Горький открыл дверь в двухместное купе, посторонился:

— Входи, Маруся.

Помог раздеться и, стряхнув капельки от растаявших снежинок, повесил шубку на плечики. Она, позабыв снять горностаевую шапочку, порывисто повернулась, обхватила его шею и поцеловала в губы.

— Вот мы опять вдвоем в купе! Люблю так ездить с тобой!..

— Погоди, нетерпеливая. Пальто мокрое, простудишься.

— Люблю, люблю! — повторяла Мария Федоровна и, задыхаясь от счастья, продолжала целовать. — А ты?.. Ты счастлив, что мы вместе? Любишь по-прежнему?

— Еще спрашиваешь! — Горький сбросил пальто и прижал жену к груди. — Больше, чем раньше! Черт знает как!.. И слов не подберу… Ей-богу, правда!

Мокрые усы щекотали шею, голова Марии Федоровны запрокинулась, и шапочка свалилась на сиденье.

— Верю, верю… Чем дальше, тем больше… Хотя ты так часто продолжаешь писать в Нижний…

— Не надо, Маруся, об этом. Там сын, маленькая Катюшка… Мы же уговаривались…

— Извини, Алеша… Сама не знаю, как вырвалось…

— Я детей люблю. Очень люблю. Буду заботиться…

— И я своих тоже. Будут приезжать к нам.

— Да, да. Обязательно. И непременно. Ты у меня такая сердечная… Необыкновенная…

Горький провел рукой по золотисто-каштановым волнистым волосам Марии, про себя отметил: «Какие пышные! Без всякой завивки! И вся она, Человечинка, красивая! Даже не столько телом, сколько душой. Единомышленница моя!»

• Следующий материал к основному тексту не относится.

PR #3339, opened 2022-06-08
ISSUE #3320 - Safeti base - Shapes

### LINKED ISSUE #3320: Safeti base - Shapes
### Description
Safeti base's UI is broken  in the viewer   in v5 - we need to update it to make it usable for users. This is for the shapes tab.

### Goals
- [ ]  As a user I want to use the shapes functionality from safetibase in v5

### Tasks
- [ ] Fix alignment of save and clear icons
image

- [ ] Fix in colour picker not showing the complete colour in the textfield
image

### Related Resources

[MockUp](https://www.figma.com/file/J5I3hYQTrLCjEVP1iqcyZK/3D-Viewer?node-id=136550%3A176546) 

### Note
**This is broken also in issues, so this should fix both**

The-Daniel:
This fixes #3320

#### Description
- Styles the shapes tab of viewer to fit V5 style
- Fix position of action buttons when editing shape name
- Fix padding in the hex value input inside the colour picker modal


george-hadfield (dismissed):

frontend/src/v5/ui/routes/viewer/theme.ts
```diff
@@ -134,6 +134,18 @@ export const theme = createTheme(
 							'&.react-autosuggest__suggestions-container': {
 								boxShadow: 'none',
 							},
+							'&.color-picker__panel': { // Colour picker modal
```
Amantini1997, line 137: If you are writing the color picker style in the theme, could you please get rid of this file then ? `frontend\src\v5\ui\v4Adapter\dialogs\colorPickerDialog.overrides.ts`

It was used to tackle the color-picker style in the screenshot dialog, but if you put the style in a theme, it is no longer necessary

Amantini1997 (changes requested):

frontend/src/v5/ui/routes/viewer/theme.ts
The-Daniel: Ah, I hadn't seen that file. Only the colorPicker.overrides file

Amantini1997 (approved):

Мария знала, что мужу нравится ее длинное платье из черного бархата, и даже в дорогу надела его. На груди сияла бриллиантовая искорка золотого медальона — тоже для него.

Поезд отошел от станции, они сели друг против друга, и Мария Федоровна все так же не умолкала ни на минуту:

— Знаешь, Алеша, почему я так люблю эти наши поездки вдвоем в Питер? Только вдвоем в купе. Когда мы всей труппой ехали на первые гастроли, поезд вот так же мчался сквозь ночь. После ужина все заснули, а я почти до утра не сомкнула глаз — думала о тебе. Вспоминала все, начиная с первой встречи в Севастополе. Помнишь? Я ведь еще тогда…

— И я, Маруся, тогда же… С первого взгляда… Только не решался говорить, чтобы ты не оттолкнулась. Чтобы не нарушилось приятельство… Чтобы видеть тебя…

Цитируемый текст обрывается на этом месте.